Today we were having an argument about his family. His gran is in hospital about to get hip surgery, and it could possibly endanger her life. But she lives at least an hours car journey from us, or two hours on the train. I suggested that he would have to go see her by himself, obviously he could take our daughter, but i wouldnt be able to make the train journey due to said pain and how far along in pregnancy i am. This resulted in him asking his mum to take me through on friday so we could all visit his gran instead of him going by himself. Well i refuse to get in his mothers car for three reasons, a) the brakes don't work properly, b) his mother is a terrible driver and c) the journey would be too long painful and uncomfortable for me. Obviously a huge argument took place after, and my partner is taking the stance that i make everything about myself and i am being incredibly selfish.
I will admit that a lot of this pregnancy i have thought about myself and how i am feeling physically and emotionally etc, but i have had a rough pregnancy this time round. i was bed bound in March due to severe kidney infections and as my pregnancy has progressed my SPD has just got worse, making one of my legs barley able to move. So i guess what im trying to say is am i being selfish?

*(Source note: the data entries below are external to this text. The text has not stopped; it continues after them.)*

PR #1085, opened 2022-05-26
Theedge 2165 add rhel9 support

acosferreira:
# Description

Add support to RHELX image creation based on distribution value.

Fixes # (THEEDGE-2165)

## Type of change

What is it?

- [ ] Documentation update
- [X] Tests update
- [ ] Refactor

# Checklist:


pkg/services/images.go
```diff
@@ -36,6 +37,11 @@ import (
 // FIXME: this no longer applies to images. move to devices
 var WaitGroup sync.WaitGroup
 
+var (
+	oSTreeRefDistribution = regexp.MustCompile(`[a-zA-Z]+`)
```
loadtheaccumulator, line 41: oSTree... is that naming intentional or a typo?

loadtheaccumulator (changes requested):
have some questions

pkg/models/required_image_packages.json
```diff
@@ -0,0 +1,10 @@
+{   "8":["ansible"],
```
ldjebran, line 1: why not save them as map and as go lang var we may prefer refering them as per distribution and not as per major version

eg:
  ```go 
var distributionsPackages = map[string][]string{"rhel-84": {"packege1", "package2"}}
```

Think we should keep it very simple and do not rely on calculations, as we have no standard to follow. and we do not know the major version is for for which  dist.

File: pkg/services/images.go [hunk 3]
```diff
@@ -242,12 +248,17 @@ func (s *ImageService) UpdateImage(image *models.Image, previousImage *models.Im
...
 
 		image.Commit.OSTreeParentCommit = repo.URL
+
+		osTreeDistribution := osTreeRefDistribution.FindStringSubmatch(image.Distribution)[0]
+		osTreeVersion := osTreeRefVersion.FindStringSubmatch(image.Distribution)[0]
+		if osTreeDistribution == "" || osTreeVersion == "" {
+			s.log.WithField("error", err.Error()).Error("No OSTREE found to this distribution")
+			return &OstreeNotFound{}
+		}
+		defaultOstree := fmt.Sprintf("%s/%s/x86_64/edge", osTreeDistribution, osTreeVersion)
```
ldjebran, line 258: Do not a reason we are calculating the ostree ref , as we we have no standard to follow, 
vote to keep it very simple and readable a map dist => ostree ref  will be very sufficient

```go
var distributionsRefs = map[string]string{
	// I am not afraid to repeat values
	"rhel-84": "rhel/8/x86_64/edge",
	"rhel-85": "rhel/8/x86_64/edge",
	"rhel-90": "rhel/9/x86_64/edge",
}
```

ldjebran (commented):
Think we should keep the initial data very simple , and avoid values calculation.

pkg/models/images.go
```diff
@@ -200,7 +196,20 @@ func (i *Image) HasOutputType(imageType string) bool {
...
+	distributionPackage := config.DistributionsPackages[i.Distribution]
+	requiredPackages := config.RequiredPackages
+
+	if i.Distribution == "" {
+		return nil
+	}
+
+	for _, x := range distributionPackage {
+		requiredPackages = append(requiredPackages, x)
+	}
```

Should i just deal with it and go see his gran (not in the car i wont endanger my children like that) or should i stick to the fact that i dont feel physically up to the journey?
i tried to talk to him earlier about what i had found out about what could be causing me to feel so distant to him and all i got in response was "ok" and that was it. Left feeling very confused and upset and now i don't even know if this relationship is worth saving? Any advice?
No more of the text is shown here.